:: DATASET EXCERPTS

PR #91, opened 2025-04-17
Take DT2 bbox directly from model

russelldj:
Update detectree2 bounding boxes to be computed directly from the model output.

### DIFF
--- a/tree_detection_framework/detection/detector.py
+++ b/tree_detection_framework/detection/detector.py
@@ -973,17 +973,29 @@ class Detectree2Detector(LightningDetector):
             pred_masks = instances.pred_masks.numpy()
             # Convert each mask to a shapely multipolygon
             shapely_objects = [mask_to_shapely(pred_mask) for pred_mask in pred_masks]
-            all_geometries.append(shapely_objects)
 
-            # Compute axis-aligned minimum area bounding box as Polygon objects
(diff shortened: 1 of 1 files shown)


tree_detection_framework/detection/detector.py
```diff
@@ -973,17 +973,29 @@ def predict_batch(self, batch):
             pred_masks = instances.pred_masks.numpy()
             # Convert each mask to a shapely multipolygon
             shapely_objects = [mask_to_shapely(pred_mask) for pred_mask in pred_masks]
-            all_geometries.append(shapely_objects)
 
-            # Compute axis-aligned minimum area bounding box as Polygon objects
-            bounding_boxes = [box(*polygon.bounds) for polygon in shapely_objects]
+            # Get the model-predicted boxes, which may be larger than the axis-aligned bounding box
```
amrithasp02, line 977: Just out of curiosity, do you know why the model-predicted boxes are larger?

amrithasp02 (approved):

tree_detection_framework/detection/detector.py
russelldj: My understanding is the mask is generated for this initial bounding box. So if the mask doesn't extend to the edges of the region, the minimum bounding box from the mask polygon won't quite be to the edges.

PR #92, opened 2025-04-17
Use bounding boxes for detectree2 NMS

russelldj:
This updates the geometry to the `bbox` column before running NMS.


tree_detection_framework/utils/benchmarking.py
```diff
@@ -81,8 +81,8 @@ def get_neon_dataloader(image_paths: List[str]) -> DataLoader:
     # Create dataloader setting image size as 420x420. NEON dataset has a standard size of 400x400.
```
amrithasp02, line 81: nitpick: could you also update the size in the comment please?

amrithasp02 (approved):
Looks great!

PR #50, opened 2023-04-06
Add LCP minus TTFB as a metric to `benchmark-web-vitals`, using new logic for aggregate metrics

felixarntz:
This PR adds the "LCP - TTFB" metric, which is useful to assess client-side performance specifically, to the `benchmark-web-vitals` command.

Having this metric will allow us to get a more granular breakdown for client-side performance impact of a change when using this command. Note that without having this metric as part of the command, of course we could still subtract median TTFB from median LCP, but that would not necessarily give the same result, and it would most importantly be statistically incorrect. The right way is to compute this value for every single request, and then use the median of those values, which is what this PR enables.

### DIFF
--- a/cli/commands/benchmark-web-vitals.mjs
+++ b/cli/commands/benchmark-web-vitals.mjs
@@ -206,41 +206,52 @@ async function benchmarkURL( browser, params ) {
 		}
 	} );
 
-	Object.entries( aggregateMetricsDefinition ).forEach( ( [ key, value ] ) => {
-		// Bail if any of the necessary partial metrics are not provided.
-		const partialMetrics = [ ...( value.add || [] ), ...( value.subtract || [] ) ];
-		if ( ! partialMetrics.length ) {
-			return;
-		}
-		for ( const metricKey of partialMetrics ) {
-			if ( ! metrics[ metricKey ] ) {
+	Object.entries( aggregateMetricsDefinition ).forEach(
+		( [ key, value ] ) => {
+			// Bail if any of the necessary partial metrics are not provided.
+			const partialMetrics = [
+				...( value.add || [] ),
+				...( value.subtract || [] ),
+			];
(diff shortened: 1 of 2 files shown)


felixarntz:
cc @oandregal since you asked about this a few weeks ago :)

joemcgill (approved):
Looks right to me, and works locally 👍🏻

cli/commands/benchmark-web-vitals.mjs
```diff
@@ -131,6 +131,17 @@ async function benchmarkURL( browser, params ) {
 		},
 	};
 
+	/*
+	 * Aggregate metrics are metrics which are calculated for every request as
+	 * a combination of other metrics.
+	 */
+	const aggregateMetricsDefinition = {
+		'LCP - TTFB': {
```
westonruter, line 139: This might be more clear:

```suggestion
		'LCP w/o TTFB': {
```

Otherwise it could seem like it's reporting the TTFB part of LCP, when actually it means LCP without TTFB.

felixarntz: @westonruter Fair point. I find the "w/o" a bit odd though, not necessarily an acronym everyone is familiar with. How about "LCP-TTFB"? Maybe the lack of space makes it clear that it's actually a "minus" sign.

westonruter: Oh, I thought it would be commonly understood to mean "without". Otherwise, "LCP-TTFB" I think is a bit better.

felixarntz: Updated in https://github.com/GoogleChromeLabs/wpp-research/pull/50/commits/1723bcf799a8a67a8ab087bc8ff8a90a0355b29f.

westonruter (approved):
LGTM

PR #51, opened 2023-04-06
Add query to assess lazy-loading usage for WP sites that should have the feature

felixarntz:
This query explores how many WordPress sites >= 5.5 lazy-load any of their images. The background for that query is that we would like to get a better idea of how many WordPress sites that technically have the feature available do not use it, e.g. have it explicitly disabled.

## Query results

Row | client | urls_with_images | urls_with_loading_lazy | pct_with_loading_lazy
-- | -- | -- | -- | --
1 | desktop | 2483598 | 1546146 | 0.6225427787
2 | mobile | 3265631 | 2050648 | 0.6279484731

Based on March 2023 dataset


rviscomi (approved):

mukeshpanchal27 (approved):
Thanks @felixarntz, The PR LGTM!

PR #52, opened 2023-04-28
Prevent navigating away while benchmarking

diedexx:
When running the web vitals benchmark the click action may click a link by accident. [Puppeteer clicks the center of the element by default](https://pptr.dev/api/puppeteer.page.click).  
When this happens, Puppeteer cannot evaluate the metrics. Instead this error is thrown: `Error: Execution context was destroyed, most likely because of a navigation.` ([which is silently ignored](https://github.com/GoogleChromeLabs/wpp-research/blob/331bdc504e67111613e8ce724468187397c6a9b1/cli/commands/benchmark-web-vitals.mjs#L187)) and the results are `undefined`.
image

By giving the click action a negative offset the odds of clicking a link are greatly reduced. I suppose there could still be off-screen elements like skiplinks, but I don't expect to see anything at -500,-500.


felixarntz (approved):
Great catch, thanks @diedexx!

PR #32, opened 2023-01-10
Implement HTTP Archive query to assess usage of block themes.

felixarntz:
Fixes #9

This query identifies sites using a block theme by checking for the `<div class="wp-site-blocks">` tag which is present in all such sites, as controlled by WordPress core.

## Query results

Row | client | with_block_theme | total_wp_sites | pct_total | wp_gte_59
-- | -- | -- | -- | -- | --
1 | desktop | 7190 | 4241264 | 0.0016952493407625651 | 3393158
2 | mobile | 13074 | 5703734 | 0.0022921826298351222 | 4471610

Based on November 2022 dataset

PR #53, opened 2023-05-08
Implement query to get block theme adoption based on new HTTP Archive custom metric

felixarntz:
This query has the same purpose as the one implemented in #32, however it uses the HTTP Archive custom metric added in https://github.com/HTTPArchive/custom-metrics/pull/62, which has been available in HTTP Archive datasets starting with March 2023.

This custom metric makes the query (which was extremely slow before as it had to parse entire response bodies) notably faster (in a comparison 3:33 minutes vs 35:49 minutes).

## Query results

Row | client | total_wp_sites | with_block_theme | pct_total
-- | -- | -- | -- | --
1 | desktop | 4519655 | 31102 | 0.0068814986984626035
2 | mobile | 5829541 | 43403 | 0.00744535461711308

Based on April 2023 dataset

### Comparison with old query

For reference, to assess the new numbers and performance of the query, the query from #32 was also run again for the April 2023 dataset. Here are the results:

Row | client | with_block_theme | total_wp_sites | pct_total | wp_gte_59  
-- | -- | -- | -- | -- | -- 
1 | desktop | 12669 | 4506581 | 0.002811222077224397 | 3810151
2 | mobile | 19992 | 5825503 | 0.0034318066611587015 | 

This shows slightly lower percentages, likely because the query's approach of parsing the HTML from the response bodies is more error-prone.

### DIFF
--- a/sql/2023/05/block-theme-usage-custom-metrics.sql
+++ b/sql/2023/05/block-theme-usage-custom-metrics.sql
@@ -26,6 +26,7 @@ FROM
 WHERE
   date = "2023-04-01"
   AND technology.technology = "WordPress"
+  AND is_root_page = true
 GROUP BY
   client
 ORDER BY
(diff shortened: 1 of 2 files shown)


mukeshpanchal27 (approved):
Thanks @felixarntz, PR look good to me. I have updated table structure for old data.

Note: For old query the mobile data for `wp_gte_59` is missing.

::::

→ **WHAT YOU ARE ASKED TO DO**
Among the records above, extract exactly the lines from the line with "Take DT2 bbox directly from model" to the line with "(diff shortened: 1 of 1 files shown)", both lines included, and leave out the rest.

→ **RESULT FOR THIS TASK**
Take DT2 bbox directly from model

russelldj:
Update detectree2 bounding boxes to be computed directly from the model output.

### DIFF
--- a/tree_detection_framework/detection/detector.py
+++ b/tree_detection_framework/detection/detector.py
@@ -973,17 +973,29 @@ class Detectree2Detector(LightningDetector):
             pred_masks = instances.pred_masks.numpy()
             # Convert each mask to a shapely multipolygon
             shapely_objects = [mask_to_shapely(pred_mask) for pred_mask in pred_masks]
-            all_geometries.append(shapely_objects)
 
-            # Compute axis-aligned minimum area bounding box as Polygon objects
(diff shortened: 1 of 1 files shown)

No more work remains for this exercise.